DATA FOR PROCESSING =

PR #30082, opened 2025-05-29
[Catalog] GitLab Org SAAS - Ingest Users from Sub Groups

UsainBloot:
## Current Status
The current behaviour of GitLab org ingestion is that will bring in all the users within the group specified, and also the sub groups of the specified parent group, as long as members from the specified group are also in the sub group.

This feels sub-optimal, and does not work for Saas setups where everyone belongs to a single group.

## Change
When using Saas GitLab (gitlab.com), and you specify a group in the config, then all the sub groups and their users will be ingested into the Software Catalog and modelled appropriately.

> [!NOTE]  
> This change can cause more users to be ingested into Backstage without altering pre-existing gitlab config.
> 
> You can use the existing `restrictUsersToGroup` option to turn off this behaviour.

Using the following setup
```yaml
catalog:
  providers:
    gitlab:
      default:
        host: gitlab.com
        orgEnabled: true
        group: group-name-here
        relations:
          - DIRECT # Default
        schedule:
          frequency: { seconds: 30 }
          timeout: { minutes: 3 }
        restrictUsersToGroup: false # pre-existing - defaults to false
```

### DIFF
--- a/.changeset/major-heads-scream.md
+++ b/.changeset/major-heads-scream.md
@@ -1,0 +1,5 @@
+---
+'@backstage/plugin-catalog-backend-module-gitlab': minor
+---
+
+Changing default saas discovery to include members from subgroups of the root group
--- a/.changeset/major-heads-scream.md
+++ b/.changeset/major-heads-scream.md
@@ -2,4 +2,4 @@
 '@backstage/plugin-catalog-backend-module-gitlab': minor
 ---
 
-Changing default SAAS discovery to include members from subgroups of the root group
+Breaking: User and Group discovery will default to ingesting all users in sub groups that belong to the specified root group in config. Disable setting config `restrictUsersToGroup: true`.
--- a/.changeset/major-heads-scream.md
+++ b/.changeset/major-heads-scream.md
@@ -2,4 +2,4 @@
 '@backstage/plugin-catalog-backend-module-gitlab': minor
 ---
==
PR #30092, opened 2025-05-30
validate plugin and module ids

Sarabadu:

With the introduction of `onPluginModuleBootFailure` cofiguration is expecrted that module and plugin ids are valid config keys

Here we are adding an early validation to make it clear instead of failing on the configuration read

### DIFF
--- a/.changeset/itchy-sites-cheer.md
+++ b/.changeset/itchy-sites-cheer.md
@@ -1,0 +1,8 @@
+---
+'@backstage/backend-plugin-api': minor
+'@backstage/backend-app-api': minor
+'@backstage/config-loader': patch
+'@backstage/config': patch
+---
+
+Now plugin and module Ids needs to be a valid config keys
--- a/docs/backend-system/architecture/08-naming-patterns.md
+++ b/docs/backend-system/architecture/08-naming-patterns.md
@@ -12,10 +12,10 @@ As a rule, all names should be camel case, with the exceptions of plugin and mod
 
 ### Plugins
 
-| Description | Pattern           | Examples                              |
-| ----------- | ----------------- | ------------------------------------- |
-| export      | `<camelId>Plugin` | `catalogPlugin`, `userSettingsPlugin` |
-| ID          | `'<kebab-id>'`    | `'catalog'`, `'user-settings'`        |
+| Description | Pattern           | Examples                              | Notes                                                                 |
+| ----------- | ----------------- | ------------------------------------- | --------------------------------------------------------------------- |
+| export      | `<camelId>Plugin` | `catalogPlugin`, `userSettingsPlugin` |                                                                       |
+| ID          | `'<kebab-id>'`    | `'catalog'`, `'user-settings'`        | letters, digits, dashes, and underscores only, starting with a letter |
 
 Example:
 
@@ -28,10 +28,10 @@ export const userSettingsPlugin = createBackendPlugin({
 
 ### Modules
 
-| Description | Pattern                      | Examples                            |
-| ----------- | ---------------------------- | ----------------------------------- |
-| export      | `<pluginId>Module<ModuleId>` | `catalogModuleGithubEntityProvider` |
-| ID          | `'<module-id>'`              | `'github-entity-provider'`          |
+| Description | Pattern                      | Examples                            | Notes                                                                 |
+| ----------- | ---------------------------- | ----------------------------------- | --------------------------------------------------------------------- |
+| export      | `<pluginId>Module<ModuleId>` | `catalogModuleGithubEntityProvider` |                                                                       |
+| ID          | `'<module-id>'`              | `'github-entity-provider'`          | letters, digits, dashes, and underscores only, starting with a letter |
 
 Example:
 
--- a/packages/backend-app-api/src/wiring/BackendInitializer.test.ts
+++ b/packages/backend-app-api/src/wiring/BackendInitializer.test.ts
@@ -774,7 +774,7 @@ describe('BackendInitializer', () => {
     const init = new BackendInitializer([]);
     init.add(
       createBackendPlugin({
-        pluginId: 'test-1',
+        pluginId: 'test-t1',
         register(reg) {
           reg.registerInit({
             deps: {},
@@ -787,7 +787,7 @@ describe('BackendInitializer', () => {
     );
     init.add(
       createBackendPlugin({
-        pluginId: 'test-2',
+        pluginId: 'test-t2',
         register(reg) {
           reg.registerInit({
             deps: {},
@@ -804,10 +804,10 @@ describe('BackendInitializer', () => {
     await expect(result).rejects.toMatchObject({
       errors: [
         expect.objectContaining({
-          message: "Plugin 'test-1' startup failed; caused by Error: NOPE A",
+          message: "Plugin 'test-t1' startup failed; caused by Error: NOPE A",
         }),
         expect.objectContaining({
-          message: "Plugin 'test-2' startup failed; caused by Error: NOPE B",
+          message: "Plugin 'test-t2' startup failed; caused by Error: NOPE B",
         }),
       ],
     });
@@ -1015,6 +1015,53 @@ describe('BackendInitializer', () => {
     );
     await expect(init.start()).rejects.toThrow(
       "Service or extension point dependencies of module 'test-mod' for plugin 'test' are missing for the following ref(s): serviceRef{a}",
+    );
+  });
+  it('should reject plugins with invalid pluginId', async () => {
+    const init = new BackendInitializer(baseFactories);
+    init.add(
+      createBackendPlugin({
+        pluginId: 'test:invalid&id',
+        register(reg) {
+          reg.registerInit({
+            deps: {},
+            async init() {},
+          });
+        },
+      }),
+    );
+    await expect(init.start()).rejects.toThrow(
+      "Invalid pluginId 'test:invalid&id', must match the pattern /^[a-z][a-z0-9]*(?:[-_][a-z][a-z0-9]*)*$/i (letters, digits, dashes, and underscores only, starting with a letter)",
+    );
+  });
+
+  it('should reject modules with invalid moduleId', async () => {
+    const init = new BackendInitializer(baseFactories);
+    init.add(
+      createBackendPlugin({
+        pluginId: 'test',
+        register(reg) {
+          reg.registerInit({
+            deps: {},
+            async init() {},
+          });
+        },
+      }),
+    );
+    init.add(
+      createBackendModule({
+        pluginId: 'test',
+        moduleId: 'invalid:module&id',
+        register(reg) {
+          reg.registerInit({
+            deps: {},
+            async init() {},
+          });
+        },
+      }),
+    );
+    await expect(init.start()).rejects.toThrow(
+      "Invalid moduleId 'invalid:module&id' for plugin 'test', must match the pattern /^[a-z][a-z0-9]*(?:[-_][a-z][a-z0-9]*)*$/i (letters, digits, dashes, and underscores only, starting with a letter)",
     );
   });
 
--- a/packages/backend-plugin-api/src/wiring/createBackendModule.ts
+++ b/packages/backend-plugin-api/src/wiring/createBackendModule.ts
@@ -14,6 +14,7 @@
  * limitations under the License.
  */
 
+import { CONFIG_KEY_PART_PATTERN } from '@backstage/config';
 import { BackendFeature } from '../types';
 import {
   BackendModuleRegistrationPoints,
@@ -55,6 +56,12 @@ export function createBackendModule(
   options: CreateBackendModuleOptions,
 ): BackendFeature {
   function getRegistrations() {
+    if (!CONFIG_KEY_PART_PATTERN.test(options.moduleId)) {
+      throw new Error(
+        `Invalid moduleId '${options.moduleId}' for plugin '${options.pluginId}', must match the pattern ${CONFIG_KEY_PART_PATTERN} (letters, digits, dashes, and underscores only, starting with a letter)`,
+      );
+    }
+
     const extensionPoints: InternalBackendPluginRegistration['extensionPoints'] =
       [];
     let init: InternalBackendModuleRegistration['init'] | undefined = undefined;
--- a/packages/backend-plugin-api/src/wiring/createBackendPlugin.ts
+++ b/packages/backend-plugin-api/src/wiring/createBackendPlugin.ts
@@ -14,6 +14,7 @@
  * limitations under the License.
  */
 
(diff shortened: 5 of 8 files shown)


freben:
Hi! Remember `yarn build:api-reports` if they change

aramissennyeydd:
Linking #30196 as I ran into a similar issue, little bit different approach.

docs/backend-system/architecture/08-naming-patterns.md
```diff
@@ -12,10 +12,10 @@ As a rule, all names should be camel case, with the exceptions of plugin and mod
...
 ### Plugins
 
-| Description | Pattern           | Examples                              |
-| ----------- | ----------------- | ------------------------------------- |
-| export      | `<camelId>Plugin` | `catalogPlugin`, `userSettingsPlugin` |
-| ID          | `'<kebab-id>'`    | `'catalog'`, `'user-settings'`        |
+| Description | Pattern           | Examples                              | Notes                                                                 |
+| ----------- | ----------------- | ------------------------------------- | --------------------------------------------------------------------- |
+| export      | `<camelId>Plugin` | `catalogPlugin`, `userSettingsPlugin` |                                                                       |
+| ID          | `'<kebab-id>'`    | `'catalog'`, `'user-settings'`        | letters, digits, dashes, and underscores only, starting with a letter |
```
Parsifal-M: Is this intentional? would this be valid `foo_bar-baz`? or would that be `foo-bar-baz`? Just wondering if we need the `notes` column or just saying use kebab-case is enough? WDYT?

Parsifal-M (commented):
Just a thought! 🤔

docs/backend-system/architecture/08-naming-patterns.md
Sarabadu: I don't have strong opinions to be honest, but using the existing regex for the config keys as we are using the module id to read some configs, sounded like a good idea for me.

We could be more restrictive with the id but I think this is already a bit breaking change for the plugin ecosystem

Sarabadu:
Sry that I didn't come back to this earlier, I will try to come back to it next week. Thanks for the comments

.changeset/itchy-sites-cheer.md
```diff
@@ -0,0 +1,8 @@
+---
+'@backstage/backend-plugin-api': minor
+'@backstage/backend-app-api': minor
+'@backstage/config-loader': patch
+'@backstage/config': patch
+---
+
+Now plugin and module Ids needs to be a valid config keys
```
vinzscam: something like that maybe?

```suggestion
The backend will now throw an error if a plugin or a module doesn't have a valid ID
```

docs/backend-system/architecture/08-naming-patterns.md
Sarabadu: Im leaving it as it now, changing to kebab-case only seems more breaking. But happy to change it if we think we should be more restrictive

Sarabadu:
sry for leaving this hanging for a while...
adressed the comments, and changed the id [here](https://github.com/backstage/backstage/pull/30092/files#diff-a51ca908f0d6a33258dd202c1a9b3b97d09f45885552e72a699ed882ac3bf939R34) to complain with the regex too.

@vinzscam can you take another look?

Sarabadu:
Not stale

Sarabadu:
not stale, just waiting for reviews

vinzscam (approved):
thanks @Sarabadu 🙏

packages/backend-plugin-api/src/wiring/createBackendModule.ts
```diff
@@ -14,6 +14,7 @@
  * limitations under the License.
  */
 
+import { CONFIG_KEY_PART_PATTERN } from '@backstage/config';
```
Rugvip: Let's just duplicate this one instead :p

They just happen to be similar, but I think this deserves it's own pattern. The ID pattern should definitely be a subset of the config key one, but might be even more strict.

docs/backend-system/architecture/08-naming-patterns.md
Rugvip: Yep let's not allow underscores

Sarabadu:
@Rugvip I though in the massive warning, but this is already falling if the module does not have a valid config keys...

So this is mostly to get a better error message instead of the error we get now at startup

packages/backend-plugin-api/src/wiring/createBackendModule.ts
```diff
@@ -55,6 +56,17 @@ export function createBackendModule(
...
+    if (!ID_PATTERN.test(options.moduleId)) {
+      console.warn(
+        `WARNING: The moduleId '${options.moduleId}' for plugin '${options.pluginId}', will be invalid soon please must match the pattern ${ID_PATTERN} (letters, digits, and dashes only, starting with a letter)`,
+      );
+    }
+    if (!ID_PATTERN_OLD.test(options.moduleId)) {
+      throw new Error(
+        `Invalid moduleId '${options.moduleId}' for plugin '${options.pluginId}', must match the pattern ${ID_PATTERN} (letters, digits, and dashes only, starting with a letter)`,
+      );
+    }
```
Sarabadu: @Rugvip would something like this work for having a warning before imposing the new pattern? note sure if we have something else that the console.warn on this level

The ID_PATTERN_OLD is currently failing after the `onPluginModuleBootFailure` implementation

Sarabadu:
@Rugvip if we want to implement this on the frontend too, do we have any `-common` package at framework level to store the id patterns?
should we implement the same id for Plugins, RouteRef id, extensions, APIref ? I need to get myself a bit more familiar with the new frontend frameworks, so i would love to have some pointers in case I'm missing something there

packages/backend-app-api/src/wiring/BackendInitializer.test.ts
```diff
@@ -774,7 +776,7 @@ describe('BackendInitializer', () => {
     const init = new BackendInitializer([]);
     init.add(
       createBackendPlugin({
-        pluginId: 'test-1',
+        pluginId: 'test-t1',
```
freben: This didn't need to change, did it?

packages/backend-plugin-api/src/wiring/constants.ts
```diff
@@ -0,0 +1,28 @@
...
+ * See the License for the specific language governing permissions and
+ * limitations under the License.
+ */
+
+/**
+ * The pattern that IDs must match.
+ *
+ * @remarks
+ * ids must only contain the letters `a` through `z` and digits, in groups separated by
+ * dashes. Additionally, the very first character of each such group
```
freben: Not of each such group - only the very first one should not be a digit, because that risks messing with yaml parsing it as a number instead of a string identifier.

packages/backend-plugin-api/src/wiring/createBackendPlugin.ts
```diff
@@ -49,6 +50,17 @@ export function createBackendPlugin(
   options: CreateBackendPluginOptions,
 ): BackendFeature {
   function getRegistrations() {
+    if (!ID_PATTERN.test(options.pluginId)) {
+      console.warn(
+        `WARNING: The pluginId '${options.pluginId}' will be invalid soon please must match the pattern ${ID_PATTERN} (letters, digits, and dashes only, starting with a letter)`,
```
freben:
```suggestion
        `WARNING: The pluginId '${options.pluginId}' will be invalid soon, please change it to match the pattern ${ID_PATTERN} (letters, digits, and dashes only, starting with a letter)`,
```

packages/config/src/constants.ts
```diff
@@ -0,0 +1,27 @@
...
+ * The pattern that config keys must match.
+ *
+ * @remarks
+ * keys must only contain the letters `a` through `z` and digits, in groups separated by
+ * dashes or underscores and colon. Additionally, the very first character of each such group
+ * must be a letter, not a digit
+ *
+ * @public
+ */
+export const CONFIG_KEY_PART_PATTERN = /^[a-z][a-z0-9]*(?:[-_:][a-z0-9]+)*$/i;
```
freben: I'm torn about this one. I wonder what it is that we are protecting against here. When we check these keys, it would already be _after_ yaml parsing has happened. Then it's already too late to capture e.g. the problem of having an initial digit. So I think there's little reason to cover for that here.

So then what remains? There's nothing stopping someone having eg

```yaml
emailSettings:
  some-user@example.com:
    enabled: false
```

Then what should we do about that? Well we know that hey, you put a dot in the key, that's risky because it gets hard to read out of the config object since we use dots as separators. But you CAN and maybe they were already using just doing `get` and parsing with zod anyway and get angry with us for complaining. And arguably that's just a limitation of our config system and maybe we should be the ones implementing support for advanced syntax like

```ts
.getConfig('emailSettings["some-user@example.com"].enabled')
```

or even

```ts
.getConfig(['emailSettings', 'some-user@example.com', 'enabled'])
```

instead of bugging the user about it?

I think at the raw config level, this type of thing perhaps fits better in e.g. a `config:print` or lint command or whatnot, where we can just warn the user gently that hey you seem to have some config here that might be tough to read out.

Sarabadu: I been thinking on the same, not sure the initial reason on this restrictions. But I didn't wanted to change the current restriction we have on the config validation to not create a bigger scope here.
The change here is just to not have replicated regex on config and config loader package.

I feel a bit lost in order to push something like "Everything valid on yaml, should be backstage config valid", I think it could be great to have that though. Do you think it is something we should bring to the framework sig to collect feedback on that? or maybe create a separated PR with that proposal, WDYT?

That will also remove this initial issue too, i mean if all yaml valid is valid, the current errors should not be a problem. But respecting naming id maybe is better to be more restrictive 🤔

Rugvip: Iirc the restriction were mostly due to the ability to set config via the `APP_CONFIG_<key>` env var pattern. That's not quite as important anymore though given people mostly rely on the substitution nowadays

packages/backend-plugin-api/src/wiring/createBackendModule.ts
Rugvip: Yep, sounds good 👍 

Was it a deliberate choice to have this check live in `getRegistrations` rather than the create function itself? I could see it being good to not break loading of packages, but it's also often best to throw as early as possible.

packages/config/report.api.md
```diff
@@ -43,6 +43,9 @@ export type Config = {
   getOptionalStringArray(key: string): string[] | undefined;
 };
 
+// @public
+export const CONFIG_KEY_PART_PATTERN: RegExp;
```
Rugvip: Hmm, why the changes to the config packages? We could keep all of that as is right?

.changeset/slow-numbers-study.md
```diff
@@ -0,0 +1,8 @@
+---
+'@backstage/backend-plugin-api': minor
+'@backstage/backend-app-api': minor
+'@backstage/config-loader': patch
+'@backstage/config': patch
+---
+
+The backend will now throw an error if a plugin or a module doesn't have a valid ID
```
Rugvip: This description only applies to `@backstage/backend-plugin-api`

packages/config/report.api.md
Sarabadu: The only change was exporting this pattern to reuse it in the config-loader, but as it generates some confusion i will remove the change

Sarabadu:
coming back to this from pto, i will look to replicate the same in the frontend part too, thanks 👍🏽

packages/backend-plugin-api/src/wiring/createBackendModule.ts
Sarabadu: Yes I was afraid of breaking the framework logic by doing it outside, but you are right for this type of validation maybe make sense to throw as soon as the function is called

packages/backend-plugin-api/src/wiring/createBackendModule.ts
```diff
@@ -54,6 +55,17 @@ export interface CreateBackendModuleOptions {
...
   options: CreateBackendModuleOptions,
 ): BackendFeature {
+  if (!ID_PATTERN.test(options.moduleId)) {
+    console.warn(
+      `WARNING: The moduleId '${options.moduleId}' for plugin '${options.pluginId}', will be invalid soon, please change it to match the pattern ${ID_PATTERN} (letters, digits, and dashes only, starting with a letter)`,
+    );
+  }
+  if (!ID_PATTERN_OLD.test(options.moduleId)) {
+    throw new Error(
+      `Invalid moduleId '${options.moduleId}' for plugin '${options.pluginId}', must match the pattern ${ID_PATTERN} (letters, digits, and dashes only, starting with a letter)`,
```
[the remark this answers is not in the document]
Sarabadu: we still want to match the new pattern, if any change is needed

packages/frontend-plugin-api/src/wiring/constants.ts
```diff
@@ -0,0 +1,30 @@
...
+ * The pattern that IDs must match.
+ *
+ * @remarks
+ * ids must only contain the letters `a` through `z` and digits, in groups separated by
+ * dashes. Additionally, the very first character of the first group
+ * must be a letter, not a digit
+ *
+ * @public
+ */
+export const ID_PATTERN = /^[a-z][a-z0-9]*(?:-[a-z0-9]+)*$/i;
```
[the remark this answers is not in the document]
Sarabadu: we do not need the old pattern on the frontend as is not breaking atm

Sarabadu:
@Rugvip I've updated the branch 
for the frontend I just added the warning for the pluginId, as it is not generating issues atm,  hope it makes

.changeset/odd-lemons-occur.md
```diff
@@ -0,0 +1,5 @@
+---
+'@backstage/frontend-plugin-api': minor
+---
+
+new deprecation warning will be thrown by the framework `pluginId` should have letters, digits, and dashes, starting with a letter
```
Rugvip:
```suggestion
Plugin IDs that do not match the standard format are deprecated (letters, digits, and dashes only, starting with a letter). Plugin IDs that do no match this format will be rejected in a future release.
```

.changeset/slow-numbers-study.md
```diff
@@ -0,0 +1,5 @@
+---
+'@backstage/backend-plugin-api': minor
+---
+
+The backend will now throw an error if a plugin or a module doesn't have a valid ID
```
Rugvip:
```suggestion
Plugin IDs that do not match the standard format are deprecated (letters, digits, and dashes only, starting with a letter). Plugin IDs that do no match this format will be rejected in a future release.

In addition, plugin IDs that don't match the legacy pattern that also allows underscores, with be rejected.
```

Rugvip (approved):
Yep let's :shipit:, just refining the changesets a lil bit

WHAT IS BEING ASKED = In the listing above, find each line with "leaving" and copy it.

ANSWER TO THIS TASK =
Sarabadu: Im leaving it as it now, changing to kebab-case only seems more breaking. But happy to change it if we think we should be more restrictive
sry for leaving this hanging for a while...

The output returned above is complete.